*WHAT TO WORK ON*.
The expected output is each line in the data below that includes the string "default".

*GIVEN RECORDS*.
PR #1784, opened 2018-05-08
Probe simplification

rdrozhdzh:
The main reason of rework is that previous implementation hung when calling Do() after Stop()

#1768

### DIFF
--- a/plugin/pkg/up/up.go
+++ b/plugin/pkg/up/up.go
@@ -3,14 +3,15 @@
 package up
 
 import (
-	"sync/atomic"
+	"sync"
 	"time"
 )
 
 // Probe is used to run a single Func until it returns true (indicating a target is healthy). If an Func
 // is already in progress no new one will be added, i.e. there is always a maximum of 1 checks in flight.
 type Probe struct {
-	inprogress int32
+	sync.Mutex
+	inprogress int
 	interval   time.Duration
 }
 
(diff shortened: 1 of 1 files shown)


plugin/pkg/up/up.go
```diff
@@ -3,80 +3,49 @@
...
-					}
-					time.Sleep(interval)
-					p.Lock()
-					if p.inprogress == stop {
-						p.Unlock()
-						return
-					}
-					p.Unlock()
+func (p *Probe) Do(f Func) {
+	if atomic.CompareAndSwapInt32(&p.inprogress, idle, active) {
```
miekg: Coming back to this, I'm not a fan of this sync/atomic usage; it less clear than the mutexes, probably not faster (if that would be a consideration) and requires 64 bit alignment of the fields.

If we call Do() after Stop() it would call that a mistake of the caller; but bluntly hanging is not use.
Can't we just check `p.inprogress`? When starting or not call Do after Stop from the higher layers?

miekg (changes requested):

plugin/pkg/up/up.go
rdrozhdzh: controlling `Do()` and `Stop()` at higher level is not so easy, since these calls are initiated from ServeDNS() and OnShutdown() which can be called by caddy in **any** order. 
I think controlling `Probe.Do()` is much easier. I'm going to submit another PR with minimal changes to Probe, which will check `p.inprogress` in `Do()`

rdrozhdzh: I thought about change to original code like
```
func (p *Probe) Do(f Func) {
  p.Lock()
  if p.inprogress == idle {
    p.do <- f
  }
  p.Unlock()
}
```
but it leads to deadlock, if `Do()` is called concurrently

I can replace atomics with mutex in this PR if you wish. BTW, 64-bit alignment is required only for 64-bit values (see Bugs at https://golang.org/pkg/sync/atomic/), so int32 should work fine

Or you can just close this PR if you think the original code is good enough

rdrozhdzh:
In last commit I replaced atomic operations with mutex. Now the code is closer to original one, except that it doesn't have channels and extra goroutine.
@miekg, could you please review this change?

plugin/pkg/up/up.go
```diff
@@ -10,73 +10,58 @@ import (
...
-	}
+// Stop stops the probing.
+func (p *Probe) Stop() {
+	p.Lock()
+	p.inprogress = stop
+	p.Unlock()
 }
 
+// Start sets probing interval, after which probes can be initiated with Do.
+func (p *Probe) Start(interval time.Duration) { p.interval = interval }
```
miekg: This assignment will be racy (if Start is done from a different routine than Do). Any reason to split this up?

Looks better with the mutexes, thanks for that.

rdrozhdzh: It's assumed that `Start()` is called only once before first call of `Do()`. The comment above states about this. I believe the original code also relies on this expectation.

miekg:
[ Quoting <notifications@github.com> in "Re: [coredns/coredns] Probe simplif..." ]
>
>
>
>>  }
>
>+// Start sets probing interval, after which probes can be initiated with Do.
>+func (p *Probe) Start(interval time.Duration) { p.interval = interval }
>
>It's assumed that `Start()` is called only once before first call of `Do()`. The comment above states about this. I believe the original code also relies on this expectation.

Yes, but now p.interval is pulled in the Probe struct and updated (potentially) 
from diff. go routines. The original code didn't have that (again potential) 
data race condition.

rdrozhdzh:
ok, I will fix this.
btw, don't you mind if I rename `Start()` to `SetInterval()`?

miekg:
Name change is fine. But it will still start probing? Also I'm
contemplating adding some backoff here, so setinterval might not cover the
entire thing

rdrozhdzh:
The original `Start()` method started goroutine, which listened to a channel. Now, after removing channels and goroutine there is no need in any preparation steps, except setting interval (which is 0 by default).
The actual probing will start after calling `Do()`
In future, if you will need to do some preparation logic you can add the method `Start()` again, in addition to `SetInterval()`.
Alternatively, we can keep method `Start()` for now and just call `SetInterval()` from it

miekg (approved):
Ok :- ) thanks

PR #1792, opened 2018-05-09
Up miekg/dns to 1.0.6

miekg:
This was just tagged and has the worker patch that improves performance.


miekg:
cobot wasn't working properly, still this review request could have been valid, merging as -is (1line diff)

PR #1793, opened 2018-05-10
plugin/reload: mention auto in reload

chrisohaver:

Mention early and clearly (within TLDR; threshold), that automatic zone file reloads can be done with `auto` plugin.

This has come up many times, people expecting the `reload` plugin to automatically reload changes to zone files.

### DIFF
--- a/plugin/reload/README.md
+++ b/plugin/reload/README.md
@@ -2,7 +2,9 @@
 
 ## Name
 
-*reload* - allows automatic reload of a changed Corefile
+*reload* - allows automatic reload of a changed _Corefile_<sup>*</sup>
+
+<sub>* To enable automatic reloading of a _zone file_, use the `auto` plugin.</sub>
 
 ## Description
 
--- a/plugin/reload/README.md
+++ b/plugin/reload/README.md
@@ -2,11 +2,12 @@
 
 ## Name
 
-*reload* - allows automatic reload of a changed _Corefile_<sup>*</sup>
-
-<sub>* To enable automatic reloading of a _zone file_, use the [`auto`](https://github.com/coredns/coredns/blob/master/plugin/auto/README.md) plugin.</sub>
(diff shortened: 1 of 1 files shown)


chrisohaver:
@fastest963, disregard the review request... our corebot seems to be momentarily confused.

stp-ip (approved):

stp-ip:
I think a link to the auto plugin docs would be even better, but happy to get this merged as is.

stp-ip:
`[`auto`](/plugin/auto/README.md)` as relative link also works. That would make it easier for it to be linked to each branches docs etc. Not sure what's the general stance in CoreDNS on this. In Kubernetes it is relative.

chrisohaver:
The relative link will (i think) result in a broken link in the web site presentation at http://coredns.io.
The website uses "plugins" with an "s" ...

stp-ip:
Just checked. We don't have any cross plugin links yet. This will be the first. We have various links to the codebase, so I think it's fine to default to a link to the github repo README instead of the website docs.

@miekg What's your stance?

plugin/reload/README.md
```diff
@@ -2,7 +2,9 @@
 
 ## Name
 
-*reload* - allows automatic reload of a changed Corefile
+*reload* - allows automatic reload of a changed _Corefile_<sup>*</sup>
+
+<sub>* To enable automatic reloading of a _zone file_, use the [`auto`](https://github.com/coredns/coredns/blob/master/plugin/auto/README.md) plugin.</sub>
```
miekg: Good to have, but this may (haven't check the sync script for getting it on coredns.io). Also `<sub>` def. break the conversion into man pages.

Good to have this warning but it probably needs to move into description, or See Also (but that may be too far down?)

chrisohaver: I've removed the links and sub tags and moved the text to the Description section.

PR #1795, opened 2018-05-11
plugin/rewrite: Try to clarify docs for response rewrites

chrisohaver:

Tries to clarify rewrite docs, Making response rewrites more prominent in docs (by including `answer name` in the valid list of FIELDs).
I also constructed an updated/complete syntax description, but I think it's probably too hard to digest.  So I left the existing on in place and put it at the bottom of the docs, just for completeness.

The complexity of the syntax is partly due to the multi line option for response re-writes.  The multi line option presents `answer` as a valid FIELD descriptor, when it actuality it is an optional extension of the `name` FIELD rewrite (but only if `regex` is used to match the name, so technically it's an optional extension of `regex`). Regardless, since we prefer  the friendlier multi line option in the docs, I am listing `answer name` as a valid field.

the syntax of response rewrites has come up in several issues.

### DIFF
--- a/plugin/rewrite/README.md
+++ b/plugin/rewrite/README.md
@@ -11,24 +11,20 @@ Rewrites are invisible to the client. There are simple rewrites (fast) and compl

*RESPONSE AREA*.
The original `Start()` method started goroutine, which listened to a channel. Now, after removing channels and goroutine there is no need in any preparation steps, except setting interval (which is 0 by default).
Just checked. We don't have any cross plugin links yet. This will be the first. We have various links to the codebase, so I think it's fine to default to a link to the github repo README instead of the website docs.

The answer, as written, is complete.